The automotive industry is poised to hit another record-breaking sale this year, at 500,000 units, and will post an average growth rate of 10 percent in 2025 onwards, the Chamber of Automotive Manufacturers of the Philippines Inc. (Campi) said,
But Campi is seeking further government support through incentives to those that are expanding their manufacturing operations at a time when imports are becoming more competitive.
At present, 70 percent of total sales are imported vehicles, according to Rommel Gutierrez, Campi president.
Campi is pushing for the extension of the Comprehensive Automotive Resurgence Strategy (CARS) or the creation of a similar program where a locally-assembled vehicle will be granted production and volume-indexed incentives.
“We want a CARS-like program to continue because (government) needs to support local manufacturing. CARS is a good program. We would prefer something like CARS because the targets and commitments from both government and private sector are very specific,” Gutierrez said.
He said CARS needs to be formally extended to open the third slot for a qualified participant. CARS had only two models, Toyota Vios and the Mitsubishi Mirage and Mirage G4.

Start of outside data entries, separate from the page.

PR #1078, opened 2018-10-08
PLAT-611 | Disable instalments for album and remove note about access in invoice for album's instalment

bognix:
When releasing remember to **remove album's instalments row from payment_method_product table**

### DIFF
--- a/lib/Invoice/Invoice.php
+++ b/lib/Invoice/Invoice.php
@@ -587,6 +587,10 @@ class Invoice
 
 	private function getInstalmentsNote($order)
 	{
+		if (empty($order->product->access_start) || empty($order->product->access_end)) {
+			return '';
+		}
+
 		$instalmentsCount = $order->orderInstalments->count();
 		$unpaidInstalments = $order->orderInstalments->where('paid', false);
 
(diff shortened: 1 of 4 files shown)


resources/assets/js/components/user/Order.vue
```diff
@@ -218,7 +218,7 @@
 						<a class=""
 							title="Dodaj lub zmień kod rabatowy"
 							@click="toggleCouponInput"
-							v-if="order.status !== 'closed'">
+							v-if="order.status !== 'clo	sed'">
```
gitkuba: o so chosi?

lib/Invoice/Invoice.php
```diff
@@ -587,6 +587,10 @@ private function price($number)
 
 	private function getInstalmentsNote($order)
 	{
+		if (empty($order->product->access_start) || empty($order->product->access_end)) {
+			return '';
```
gitkuba: Nie wiem co o tym myśleć, może to przegadajmy po prostu.

resources/assets/js/components/user/Order.vue
bognix: ay ay

lib/Invoice/Invoice.php
bognix: discussed offline, couldn't think of anything better for now :(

Gutierrez did not discount the possibility of Toyota Motor Philippines Corp. (TMP) enrolling the Tamaraw, which will roll off from its Santa Rosa, Laguna manufacturing facility starting November 28, to the third slot of CARS.
Gutierrez also said Campi is pushing for the legislation of the preferential tariff on electric vehicles (EVs) to make the incentive more permanent.
The duty waiver on EVs of all technologies will be in place until 2028 and is subject for review annually.
The industry has achieved more than 70 percent of its original target of reaching 468,000 units when it sold 344,307 units as of September.
With sales traditionally higher in the last quarter and more product launches, Gutierrez is confident the aspirational aim of hitting half a million units. “We are almost there.”
Total industry will grow an average of 10 percent annually, he added.
Meanwhile, Campi does not see the free trade agreement (FTA) between South Korea and the Philippines to have a significant impact on local sales.
However, Gutierrez said Campi believes it is time to review the Japan-Philippines economic partnership agreement (JPEPA), particularly on automotive tariffs.
According to Gutierrez, the automotive players in the Philippines, including the South Korean brands, source most of their vehicles from Asean where tariffs are at zero. Vehicles sourced from Japan are mostly the high-end ones, such as Land Cruiser and Alphard in the case of market leader Toyota Motor Philippines Corp.
Tariffs on vehicles from South Korea are now at 5 percent under the Asean-Korea FTA but will be eliminated once the FTA comes into force.
Tariffs under JPEPA are zero for vehicles with engine size of above 3 liters and 20 percent for those with engine size of up to 3 liters.
“The intention was to protect local manufacturing because the industry was producing only those with engine size of 3 liters,” Gutierrez said.